A première vue, ce serait l’aboutissement d’une revendication qui fait consensus parmi les syndicats. Pour autant, même s’il s’agit d’une des rares mesures de la Loi Travail qui n’est pas synonyme de régression sociale, on peut s’interroger sur la portée limitée de cette disposition et sur les enjeux qu’elle soulève.
La déconnexion est une question récente qui illustre bien les problématiques de la « transition numérique » et qui met en exergue surtout la dégradation du débat sur les conditions de travail. De quoi parle-t-on, si ce n’est d’établir un droit à ne pas travailler chez soi ou en dehors du périmètre de l’espace de travail ? Réaffirmer ce qui semble être la base même du droit du travail par une disposition présentée, par le gouvernement et ses alliés patronaux et syndicaux comme « ambitieuse et novatrice », est révélateur du retour en arrière que nous sommes en train de vivre. En cela, il faut bien appréhender le droit à la déconnexion, non pas comme une victoire, mais comme une mesure de statu quo dans le vaste mouvement de recul du droit du travail à l’heure de la numérisation.

L’impact de la connexion

L’idéal du salarié connecté et, par extension, celui de la « société 2.0 » ont des impacts très concrets. La connexion doit d’abord être considérée comme un phénomène de pression sociale. On parle désormais de techno-dépendance(comme astreinte numérique acceptée ou imposée). Selon un récent sondage d’Opinionway pour Zenregularity [1], 85% des personnes interrogés se disent dépendantes d’une technologie qui accentue le rythme et la pression de la vie quotidienne, 68% des sondés pense qu’ils subissent une pression sociale pour acquérir les derniers modèles d’appareils connectés.

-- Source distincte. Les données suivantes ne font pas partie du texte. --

PR #735, opened 2017-06-23
Better complex key policy; more tests for header unions

mbudiu-vmw:


sethfowler:
As you mentioned in the comments on #733, the changes in `simplifyKey.cpp` may not be needed anymore since that PR has landed.

Really glad to see more header union tests; it became clear to me while working on #733 that we really need them. =)

mbudiu-vmw:
There are no conflicts, it looks like my changes to the KeyIsComplex policies are independent of yours.
We don't yet have support for arrays of unions.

L’intoxication digitale correspond non seulement à une augmentation du temps de travail mais aussi à une accélération du temps tout court. C’est ce que montre le philosophe Hartmut Rosa :

« L’économie capitaliste a besoin de créer plus de valeur, chaque année, et donc d’augmenter la productivité, de produire plus en moins de temps. (…)
Cette logique se transfère au niveau individuel à travers la compétition, qui n’est pas réservée au domaine économique et au monde du travail. Le moteur n’en est pas tant la cupidité que la peur. Peur de perdre son emploi, de ne pas avoir une couverture sociale et une retraite suffisante… » Une accélération du temps pour le moins paradoxale « Comparé à ce qu’il en était il y a quarante ou deux cents ans, on devrait être dans l’abondance de temps ; or, c’est l’inverse. J’ai voulu comprendre ce paradoxe, et quel était le lien entre ces deux réalités : gagner du temps d’un côté et ne pas en avoir de l’autre ».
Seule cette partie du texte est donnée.